Этот Никита Моршак ждал повторной операции. Ему до колен ампутировали ноги. Но что-то пошло не так. Теперь, Иосиф Михайлович сказал, будут резать ещё раз, выше…
- Сестрица, "утку". И сама на минутку, - противно хрипел Никита.
Никто его шутку не поддержал. И он, ещё выругавшись матом, замолчал.
Таня Андреева увидела, что у Ивана Андреевича щёки делаются голубые. Это небритость. Щетина… Она поняла, что начинает светать.
Этот Никита Моршак так покраснел в первый раз, когда она подала "утку". Таня уж давно не краснела, всякого навидалась.
- Что, нравится мой?
- Вы же всё мимо, - разозлилась Таня. – Аккуратнее надо!
Никита сгорал от стыда. Это был молодой ещё парень, белый, волосики белые, мягкие, редкие, черепушка просвечивает. И глаза белые. Губы серые. Никитке и двадцати нет.
Пригорюнясь, медсестра смотрела Ивану Александровичу в лицо, не отрываясь. Так смотрят на очень близкое и дорогое, с чем предстоит разлука. Она встала, привычно огладила ладошками бёдра, сверху вниз. И пошла, не спеша, из палаты. "- Как у неё это всё, - возбуждённый голос соседа Ивана Александровича, - как, прямо, это… Ты бы стал её? – А то! Такие "пирожки"! (Никитка) – Томится девка...".
Конечно, она слышала это. Слышала это и раньше.

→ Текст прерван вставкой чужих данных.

PR #2994, opened 2026-09-15
feat(inference-cli): support Podman as a container runtime

### LINKED ISSUE #2992: inference-cli should support Podman as a container runtime (rootless + NVIDIA CDI)
### Search before asking

- [X] I have searched the Inference [issues](https://github.com/roboflow/inference/issues) and found no similar feature requests.

### Description

`inference server start` requires a Docker daemon. `container_adapter.py` calls `docker.from_env()` at startup, so the README quickstart (`pip install inference-cli && inference server start --dev`) fails on the first command on hosts where Podman is the container runtime. Reproduced on Fedora 44 with podman 5.8 and no dockerd:

```
docker.errors.DockerException: Error while fetching server API version:
('Connection aborted.', FileNotFoundError(2, 'No such file or directory'))
```

The usual workaround, the podman socket (`DOCKER_HOST=unix:///run/user/<uid>/podman/podman.sock`), lets the CLI connect but does not carry GPU access. `start_inference_container()` requests the GPU with `docker.types.DeviceRequest(capabilities=[["gpu"]])`, which the Podman compatibility API ignores silently. The container starts with no CUDA access and no error, and fails later at first model load. Rootless podman has no NVIDIA container-runtime hook to fall back on either; the supported mechanism there is a CDI spec (`nvidia-ctk cdi generate` → `podman run --device nvidia.com/gpu=all`).

Searching the repo for "podman" returns no matches in code, issues, or PRs.

Requested behaviour, in decreasing order of preference:

1. Runtime autodetection: if `podman` is present and dockerd is not, shell out to `podman run/create`, translating the existing launch spec (ports, volumes, env), with GPU handled via CDI when a spec exists in `${XDG_DATA_HOME}/containers/cdi/` or `/etc/containers/cdi/`.
2. Minimum: fail loudly. If a GPU image launches over the podman compatibility socket, detect that `device_requests` were not honoured, or simply that the runtime is podman, and raise instead of starting a server without GPU access.

### Use case

Developers and self-hosters on Fedora, RHEL, CentOS Stream, and Fedora Atomic workstations, where podman is the default and Docker is not installed. I run the inference server GPU image on Fedora with rootless podman and CDI successfully. The CLI is the only part of the toolchain that cannot reach it. The current workaround is a hand-maintained compose.yml (see Additional), which also gives up `inference server start --dev` and its `ENABLE_BUILDER` / `NOTEBOOK_ENABLED` conveniences.

### Additional

Verified working rootless-podman launch spec, i.e. what the CLI would need to emit:

- CDI: `nvidia-ctk cdi generate --output=$XDG_DATA_HOME/containers/cdi/nvidia.yaml`, then `--device nvidia.com/gpu=all`.
- The compose form (`deploy.resources.reservations.devices`) also works; podman-compose 1.6+ translates it to the CDI device.
- Environment parity with `--dev`: `ENABLE_BUILDER=True`, `NOTEBOOK_ENABLED=True`, ports 127.0.0.1:9001 and 127.0.0.1:9002.

Related: #1075 (docs vs. actual behaviour drift on ports). A separate issue will cover the undocumented `ENABLE_BUILDER` flag.

jim60105:
## What

`inference server start|stop|status` now work on hosts with Podman and no Docker daemon. This covers Fedora, RHEL, CentOS Stream, and Fedora Atomic, where Docker isn't packaged. Closes #2992

Before this change, the CLI drove the inference container through the Docker SDK only, and every subcommand failed with a Docker-connection error even though the `roboflow-inference-server-*` images run fine under Podman. The workaround was a hand-maintained compose file, which gives up `inference server start --dev` and its `ENABLE_BUILDER` / `NOTEBOOK_ENABLED` conveniences.

## How

Runtime selection lives in `container_adapter.detect_container_runtime()`. Precedence:

1. `INFERENCE_CONTAINER_RUNTIME=docker|podman` forces a runtime. The override is validated: podman without the binary, or docker without a reachable daemon, fails with an explicit CLI error and no raw `FileNotFoundError`/`DockerException` leaks out.
2. Otherwise Docker first when a daemon answers, keeping the current code path for existing users.
3. Then the Podman Docker-compat endpoint, when one is present.
4. Then the `podman` CLI directly, through a new `podman_adapter`. No new Python dependency; `inference-cli` requirements are unchanged.
5. Nothing found → the existing `DockerConnectionErrorException` guidance, unchanged.

The podman launch mirrors the docker launch spec: resource limits, `no-new-privileges`, `cap_drop=ALL` plus the same `cap_add`, `--read-only`, port bindings, volumes, and labels. The image is the last argv token (the Docker SDK takes it as a kwarg). Two host-environment details have no Docker SDK equivalent and are handled explicitly: `--security-opt label=disable` is added whenever volumes are mounted, because SELinux-enforcing hosts otherwise deny container writes to the `/tmp` bind mount (this matches the relabelling the Docker daemon does implicitly); and rootless GPU launches get `--group-add keep-groups`, plus a warning with the `setsebool` command when SELinux is enforcing and `container_use_devices` is off.

GPU attach goes through CDI instead of `device_requests`. `find_cdi_spec()` scans the directories podman reads (`/etc/cdi`, `/var/run/cdi`, `/run/cdi`, then the user dir) for a spec exposing a `gpu` device and passes `--device nvidia.com/gpu=all`. When no spec exists, GPU start fails early with the `nvidia-ctk cdi generate …` setup command to run, and a CPU-only server is never launched silently.

## Known limitation

The tunnel image still launches through the Docker SDK. On a detected Podman runtime, `inference server start --tunnel` exits before the inference container is created, so there is no half-launched state. `server stop` finds and terminates tunnel containers on mixed hosts where the tunnel was started under Docker. Full podman tunnel support can follow as its own change.

## Test plan

- 226 CLI unit tests pass, including 28 new ones for runtime detection, CDI discovery, argv translation (security opts, caps, mounts, labels, GPU extras), and tunnel discovery.
- End-to-end on a rootless Podman 5.8 host with SELinux enforcing, an RTX GPU, and no dockerd:
  - `inference server start --use-local-images --dev` → `/healthz` healthy, GPU visible via `nvidia-smi` inside the container, `/build` workflow UI served, zero permission-denied lines in the container log;
  - `inference server status` and `stop` behave through the podman path;
  - workflow UI rendered in a headed browser, remote iframe connecting back to `serverUrl=127.0.0.1:9001`.

## Notes for reviewers

The Docker path is untouched except the shared `stop`/`status` dispatch, and detection order keeps Docker first, so existing setups see identical behavior.

---

## Update after review (commits `60d9188`, `fdb86b7`)

Review feedback addressed (see the reply comment for item-by-item detail). Where this section contradicts the text above, this section is current:

- **Mixed Docker + Podman hosts** — detection prefers Docker, so a container started with `INFERENCE_CONTAINER_RUNTIME=podman` exported only in the starting shell will not show up in later `status`/`stop` calls. Export `INFERENCE_CONTAINER_RUNTIME=podman` in the shell profile (or keep exporting it per session) so every subcommand queries the same engine.
- **CDI scan** — the `How` text above is superseded: the scan covers only podman's default `cdi_spec_dirs` (`/etc/cdi`, `/var/run/cdi`, `/run/cdi`); the per-user `$XDG_DATA_HOME/containers/cdi` is *not* read by podman and was removed. Only specs with `kind: nvidia.com/gpu` are accepted, and the setup hint is `sudo nvidia-ctk cdi generate --output=/etc/cdi/nvidia.yaml`.
- **SELinux justification** — "matches the relabelling the Docker daemon does implicitly" above is wrong: docker-ce ships with SELinux confinement disabled for containers, so the docker path never hits the bind-mount denial. `label=disable` matches that behaviour without relabelling host paths.
- **Port reporting** — `Config.Env` is read from `podman inspect` (with a `Ports[].host_port` fallback), so the "already running on port …" prompt and `status` report the real served port instead of always 9001. `status` now prints `Exposed Port: not published` for containers without published ports (e.g. host networking) instead of crashing.
- **Short-name pulls** — Fedora enforces podman short-name resolution, and the CLI's default image names (`roboflow/...`) have no registry hint. The podman pull path now fully-qualifies such references against `docker.io/` before pulling, matching the Docker SDK's implicit resolution.
- **Compat-socket detection** — when `DOCKER_HOST` points at a Podman socket, a local `podman` binary is now required (the CLI drives podman through its command line) and a missing binary fails with explicit guidance instead of a raw `FileNotFoundError`.
- **Test plan update** — 194 CLI unit tests pass, including 35 new ones: runtime detection (incl. compat-socket-without-binary and no-runtime), CDI discovery (default dirs only, NVIDIA kind only), argv translation (security opts, caps, mounts, labels in dict and list form, GPU extras), port resolution (inspect-first with `Ports` fallback), status without published ports, short-name qualification, and tunnel discovery.
- **Known limitation addition** — GPU launches require the `podman` CLI and the daemon on the same host: podman's client rejects `--group-add keep-groups` in remote mode, and the CLI fails with explicit guidance there rather than silently dropping the flag.


grzegorz-roboflow:
Hi @jim60105 , thank you for this contribution! I will be reviewing the change and will leave some comments here before Thursday!

grzegorz-roboflow:
Hi @jim60105, thanks for this change, I'm big fan of `Podman` and I like the change and tested it end-to-end on my Arch Linux laptop with with Podman 6.1. I could start --dev with the override and it  brought up a healthy server with the GPU attached, I verified that by execing into the container and checking if nvidia-smi will report my GPU.
Security options, caps, limits and mounts on the resulting container match the Docker path exactly. Nice work!

One thing worth a line in the PR description: on a host with both Docker and Podman, user needs to either add `export INFERENCE_CONTAINER_RUNTIME=podman` to their `*rc` or `profile` or just export in the terminal, so they don't get confused when starting something with `podman` and then checking status without the flag (which would yield empty list)

Additionally I iterated with Claude on it and found a few things I'd like you to fix before merging, so the change stays fully yours:
```
  1. Crash when a container has no published ports (podman_adapter.py, _as_container)
  podman ps --format '{{json .}}' emits "Ports": null for containers without
  published ports. row.get("Ports", []) returns None in that case, and the loop over
  it throws 'NoneType' object is not iterable. I reproduced it by running an
  inference-tagged image with --network host: both inference server status and
  inference server start then fail, because start also lists running containers
  first. row.get("Ports") or [] fixes it. A unit test with "Ports": null would be
  good.

  2. Per-user CDI directory is not read by Podman
  _cdi_search_directories() includes $XDG_DATA_HOME/containers/cdi, and the
  PodmanGPUNotConfiguredError message tells the user to generate the spec there.
  Podman's default cdi_spec_dirs is only /etc/cdi and /var/run/cdi (see man
  containers.conf). I verified: a spec placed in ~/.local/share/containers/cdi makes
  the CLI log "Attaching GPUs via CDI spec ..." and then podman run fails with
  unresolvable CDI devices. Please drop the user directory from the scan and point
  the hint at /etc/cdi/nvidia.yaml (NVIDIA's documented location; needs sudo). As a
  side effect, if XDG_DATA_HOME is unset the current hint expands to
  /containers/cdi/nvidia.yaml.

  3. kind:all is not valid CDI syntax
  find_cdi_spec() emits <kind>:all for any nvidia* file whose kind is not
  nvidia.com/gpu. CDI device references are always vendor/class=device, so the colon
  form can never resolve. The docstring also says only NVIDIA specs should satisfy
  the GPU requirement, but test_single_gpu_spec_uses_colon_syntax asserts that an
  intel.com/gpu spec is accepted. Please remove that branch and the test, and keep
  only nvidia.com/gpu=all.

  4. Config.Env is always empty
  podman ps JSON has no Config key, so attrs["Config"]["Env"] is always [] and the
  "already running on port …" prompt always says 9001. Either read the port from
  Ports[].host_port, or drop the Config plumbing so it doesn't look like it works.
  Cosmetic, but misleading.

  5. Comments that don't match reality
  - _is_inference_server_image: "podman ps reports the short name (no registry
    prefix)". On Podman 6.1 it reports docker.io/roboflow/... even when the image was
    pulled by short name. Keeping both spellings is fine; just fix the comment.
  - build_podman_launch_command: "the docker path relies on docker relabelling bind
    mounts itself" (also in the PR description). Docker does not relabel bind mounts;
    docker-ce simply ships with SELinux confinement disabled. label=disable is still
    the right choice, the justification is just wrong.
  - PR description says 28 new tests; the file has 27.

  6. Small ones, your call
  - start_inference_container passes labels if isinstance(labels, dict) else None to
    the podman launcher, so list-form labels are silently dropped even though
    launch_inference_container_with_podman accepts lists.
  - When the runtime is detected via the compat socket, the code shells out to podman
    without checking the binary exists (only the override path checks). A remote
    podman socket without a local binary would surface a raw FileNotFoundError.
```

jim60105:
Thanks for the detailed review, and for testing it end-to-end on Arch. Everything listed reproduces. All six are fixed, plus one more hit while re-testing on Fedora. Pushed as 60d9188 and fdb86b7. Replying in your order.

1. Fixed with `row.get("Ports") or []` and a regression test feeding `"Ports": null`. One thing worth mentioning. Reproducing on a host-networked container showed the crash had only moved. `server status` indexes the first `ExposedPorts` key unconditionally, so it threw `IndexError` right after discovery stopped throwing. Status now prints `Exposed Port: not published` when nothing is published, which is equally correct for a Docker container with no port bindings.

2. Dropped the user directory. The scan is now just `/etc/cdi`, `/var/run/cdi`, `/run/cdi`, podman's default `cdi_spec_dirs`, and the hint says `sudo nvidia-ctk cdi generate --output=/etc/cdi/nvidia.yaml`. A test asserts the user dir is not scanned.

3. Colon branch and its test removed. `find_cdi_spec()` accepts only `kind: nvidia.com/gpu` and always emits `nvidia.com/gpu=all`, so an `nvidia`-named file declaring some other kind gets skipped now, which is what the docstring always claimed. The old test flipped to asserting exactly that.

4. Read the port properly rather than dropping the plumbing. `PodmanContainer` attrs get the real `Config.Env` from `podman inspect`, which also stays right in `--dev` where both 9001 and 9002 are published. The `Ports[].host_port` guess only kicks in if inspect fails. On a live host, `server start --port 9123` shows `9123/tcp` in status and `PORT=9123` in the kill prompt.

5. Both comments rewritten to match reality. Image matching now says podman reports either the short name or `docker.io/...` depending on version and how the image was pulled. The `label=disable` justification now says docker-ce ships with SELinux confinement disabled for containers, so the docker path never hits the denial. No relabelling claim left.

6. Both done. Labels pass through unchanged, dict or list. The dispatch test covers it, and I checked `--label managed-by=podtest` actually lands on the daemon. Detection now insists on a local `podman` binary when the compat socket says podman. A missing binary used to surface a bare `FileNotFoundError`. It fails with a message naming your options.

One more, found on the actual target platform. Fedora enforces short-name resolution, so pulling the CLI's default `roboflow/...` names dies with `short-name resolution enforced but cannot prompt without a TTY`. The Docker SDK quietly resolves those against Docker Hub, so the podman pull path now qualifies any reference without a registry hint before pulling. `quay.io/...`, `localhost/...` and `host:port/...` pass through untouched.

On mixed Docker and Podman hosts, agreed. The description gets a line telling users to export `INFERENCE_CONTAINER_RUNTIME=podman` so `status` and `stop` ask the same engine `start` used.

Verification, for the record, was podman 5.8.7 rootless with SELinux enforcing, an RTX GPU, no dockerd. Unit suite green, 35 podman tests out of 194 total. End-to-end I ran the CLI from a Fedora container driving the host daemon through the compat socket. That covered the four detection paths, start → status → kill prompt → stop on a custom port, a host-networked container through the new status guard, and a CDI GPU launch where `nvidia-smi` inside the container sees the GPU and `/healthz` returns 200. One caveat came out of that setup. Podman rejects `--group-add keep-groups` in remote mode, so GPU launches need the CLI and the daemon on the same host. Noted in the description too.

Мужское достоинство у него было маленькое.
- Я сам, - виновато сказал Иван Александрович, - давайте!
Приспособился и зажурчал.
Его сосед воспользовался этой минутой и влез рукой под халат сестре. Был мгновенно изгнан оттуда, несильно – больше для порядка, схлопотав по рукам.

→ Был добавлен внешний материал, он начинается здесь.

PR #2997, opened 2026-09-15
Add instance-segmentation task to the OpenAI workflow block

Erol444:
## Summary

`roboflow_core/open_ai@v7` gains an **`instance-segmentation`** task. The model returns one outline polygon per instance of the requested classes and the block decodes it in place into masked predictions (`instance_segmentation_prediction` kind), so the output plugs straight into mask/polygon visualization, dynamic crop and dataset upload — same shape as the `object-detection` task, same `classes` input.

- **Default model:** the task runs on `gpt-6-astra` when the manifest omits `model_version` (an explicit literal or `$inputs.*` selector is always honoured). The block-wide `gpt-5.1` default predates the task and cannot segment.
- **Prompt contract** (`common/vlm_decoding/segmentation.py`, shared so other vendors can adopt it): flat `[x1, y1, x2, y2, ...]` vertex list in **absolute pixel coordinates of the uploaded image**, wrapped as `{"segmentations": [{"label", "polygon"}]}` and enforced via structured outputs.
- **Upload:** original resolution, JPEG — deliberately *not* detection's 2048 px downscale (see below).
- **Output is RLE, never a dense mask.** Every entry is validated first (well-formed polygon, non-zero area); survivors are encoded polygon → COCO RLE with `pycocotools.frPyObjects`, so memory is proportional to run count however many instances come back (291 chicory seeds: ~1.2 GB dense → kilobytes). The decoder emits `mask=None` + `data["rle_mask"]`, the RLE-first contract of `segment_anything3@v3` / `instance_segmentation@v4`; `predictions` is declared `[rle_instance_segmentation_prediction, instance_segmentation_prediction]`. Visualization/crop/upload blocks decode lazily per instance, the Auto Label worker keeps native RLE losslessly, and it removes the lossy polygon → raster → contour → polygon round trip. Boxes come from the RLE (`toBbox`) so box and mask always agree.
- **Decoding** mirrors detection's leniency: `segmentations`/`detections` wrappers or a bare list, flat / `[x, y]` pair / `{"x","y"}` point vertices, polygon key aliases, numeric strings, out-of-frame clamping. Degenerate polygons are skipped; an answer with no usable polygon surfaces as `error_status=True` rather than an empty prediction. Masks are rasterised with `sv.polygon_to_mask` at original resolution; confidence is `1.0` (nothing is asked for).
- **Tensor-native mode:** a decode is handed back as `InstanceDetections` with an `InstancesRLEMasks` carrier, reusing the detection metadata builder.
- The shared `predictions` kind union grows by `instance_segmentation_prediction`; the ten per-block suites that pin it are updated.

## Why this contract

Sweep of gpt-6-astra on the 40 vlm-exam images that carry mask ground truth (35 scoreable — the 5 chicory images at ~300 polygons hit the proxy's 300 s wall for every format), per-image mask AP@50 with a true mask-IoU scorer:

| coordinates | mask AP@50 | output tokens | latency |
|---|---|---|---|
| absolute pixels | 0.850 | 1,455 | 31 s |
| 0–1 floats | 0.853 | 2,543 | 45 s |
| 0–1000 ints | 0.828 | 1,442 | 35 s |

No pairwise difference is significant (paired bootstrap), so the tiebreakers decide: floats cost ~75 % more output tokens for nothing, and 0–1000 quantisation loses on small objects in large frames (0.688 vs 0.796 on that slice). Pre-downscaling the upload to 2048 px, as the detection path does, cost **−0.141 mask AP@50** on the images above the cap (3 reps, cluster-bootstrap CI [−0.249, −0.033], all changed images in the same direction); a 0–1000 control arm showed the loss is the downscale itself, not the coordinate frame.

## Verification

- Real Astra call through the `ExecutionEngine` (`open_ai@v7` → `mask_visualization@v1` → `polygon_visualization@v1`) on a 49-chip image: 49 instances, `mask=None`, 49 RLEs, serialized as `rle_mask`, both visualizations rendered from RLE.

- `tests/workflows/unit_tests` + `tests/workflows/isolation`: **7288 passed** (numpy mode); `ENABLE_TENSOR_DATA_REPRESENTATION=True` on `core_steps/common` + `models/foundation`: **1948 passed**. Local-only failures: `test_qr_code_generator.py` (no `qrcode` in env), `test_openai_compatible_v1.py` redirect cases (need `localhost:8000`), `action_recognition`/`postgresql` collection (missing `transformers`/driver) — all unrelated.
- New tests: 19 in `test_vlm_decoding.py` (polygon parsing, rescaling, clamping, aliases, error paths, dispatch, output narrowing), 9 in `test_openai_v7.py` (default-model rule, prompt/schema, original-resolution upload, run → masks, error status), 2 in `test_vlm_decoding_tensor.py` (`InstanceDetections` carrier, empty case).
- `describe_available_blocks()` publishes the task in the `task_type` enum with `values_metadata`, `classes` is `relevant_for` it, and `predictions` declares the seg kind.
- One real call through the block via the Roboflow proxy (`rf_key:account`, `gpt-6-astra`, effort `low`): manifest defaulted to Astra, 27.6 s, `error_status=False`, 16 masks at 2841×2899 landing on the tire-sidewall text.
- `black` / `isort` clean on every changed file.

## Notes

- `instance-segmentation` is the task id (sibling of `object-detection`, matching the `instance-segmentation` prediction type used across the repo).
- The per-task default is enforced server-side via `model_fields_set`; the builder UI will still *display* the block-wide default until it learns to read a per-task recommendation, but any workflow JSON that omits `model_version` runs Astra.


Erol444:
**Answer to the open question — the builder omits untouched defaults, so the `model_fields_set` default holds on the UI path.**

Evidence from builder-saved workflow JSON in my workspace (not API-created). `roboflow_core/cosmos3@v1` is the closest analogue: it has a visible `model_version` dropdown whose manifest default is `"nvidia/cosmos-3-edge"`. A UI-built step with that dropdown left untouched was persisted as:

```json
{"type": "roboflow_core/cosmos3_edge@v1", "name": "cosmos_3", "images": "$inputs.image",
 "task_type": "object-detection", "classes": ["car", "bus", "motorbike", "person"]}
```

No `model_version`, no `max_tokens`, none of the other defaulted fields. Same pattern on every other UI-built step in the same workspace — e.g. `roboflow_object_detection_model@v3` saved as just `model_id` plus the single field that was changed (`confidence_mode`), `glm_ocr@v1` as `task_type` + `prompt`. The builder serializes only fields the user set, so an `instance-segmentation` step created without touching the model dropdown arrives at the manifest with `model_version` absent → `gpt-6-astra`. An explicit choice, literal or selector, is honoured as designed.

Remaining UX gap, already noted in the PR notes and flagged for the frontend: the dropdown *displays* `gpt-5.1` while the step runs Astra. That's a display inconsistency, not a wrong-model execution.

**Also addressed since the reviewed commit (`8f009a039`, from a separate Codex pass):**
- the "3-vertex collinear polygon yields a thin mask" minor doubt is now a decode-time skip: polygons enclosing < 1 px² (repeated / collinear / clipped-away vertices) are dropped and logged, since `fillPoly` paints them as a one-pixel line the serializer would then drop silently; an answer with *only* such polygons surfaces as `error_status`;
- masks rasterise into one preallocated `(N, H, W)` stack instead of a list + `np.stack`;
- an empty result keeps `metadata[IMAGE_DIMENSIONS_KEY]`, matching the tensor carrier.

The structured-outputs-for-every-model doubt is left as is: gpt-4o/4.1 support `json_schema`, only Astra was benchmarked, and the manifest documents that.

SkalskiP:
Tested this locally on 20 VLM Exam images with segmentation ground truth. All 20 ran without errors, the block works as expected, and the masks look good overall in the side-by-side comparisons.

01-ground-truth-vs-prediction
02-ground-truth-vs-prediction
04-ground-truth-vs-prediction
05-ground-truth-vs-prediction
09-ground-truth-vs-prediction
10-ground-truth-vs-prediction

inference/core/workflows/core_steps/common/vlm_decoding/segmentation.py
```diff
@@ -0,0 +1,354 @@
...
+    entries = extract_segmentation_entries(parsed_data)
+    class_name2id = create_classes_index(classes=classes)
+    image_height, image_width = image._read_shape_without_materialization()
+    scale_x = image_width / upload_width
+    scale_y = image_height / upload_height
+
+    # Rasterise straight into the final stack: one full-resolution mask per
+    # instance is the price of the dense kind (the instance-segmentation model
+    # block pays it too), so at least never hold a second copy.
+    stack = np.zeros((len(entries), image_height, image_width), dtype=bool)
```
SkalskiP: could we validate the polygons before allocating the mask stack and add some limit on how much memory it can use? 100 masks on a 4000x3000 image is already ~1.2 GB, so I’m wondering how this behaves with bigger images and lots of objects.

inference/core/workflows/core_steps/models/foundation/openai/v7.py
```diff
@@ -555,6 +621,15 @@ class BlockManifest(WorkflowBlockManifest):
 
     @model_validator(mode="after")
     def validate(self) -> "BlockManifest":
+        if (
+            self.task_type == INSTANCE_SEGMENTATION_TASK
+            and "model_version" not in self.model_fields_set
```
SkalskiP, line 629: what happens if the workflow editor saves gpt-5.1 as the default here? looks like we only switch to Astra when model_version is missing, so do we also need a UI change to pick Astra when someone selects segmentation?

inference/core/workflows/core_steps/common/vlm_decoding/segmentation.py
Erol444: Good catch, will stick to RLE

inference/core/workflows/core_steps/models/foundation/openai/v7.py
Erol444: Wait editor can set default model? Or is it inference-specific? My thinking was that if ppl want to experiment with polygon outputs for other models let them, but by default it will select Astra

- Больной, я всё доктору скажу.
Все знали, это неправда.
В ту ночь Таня Андреева во сне увидела член Никиты Моршак. Бывают такие сны дурацкие. Совершенно натуральный. Как в жизни. Он болтался у неё перед глазами, как рождественский колокольчик. И верно: томится. Это верно всё.
- Танька, а как тебе Николай Степанович? – спросила соседка по комнате.
- Никак, - пожала плечами. – А что?
- Да так, мужчина бойкий, - и заржала, дурочка.
Николай Степанович – тот самый сосед Ивана Александровича.
- Андреева! В обед собрание! – известила старшая на ходу.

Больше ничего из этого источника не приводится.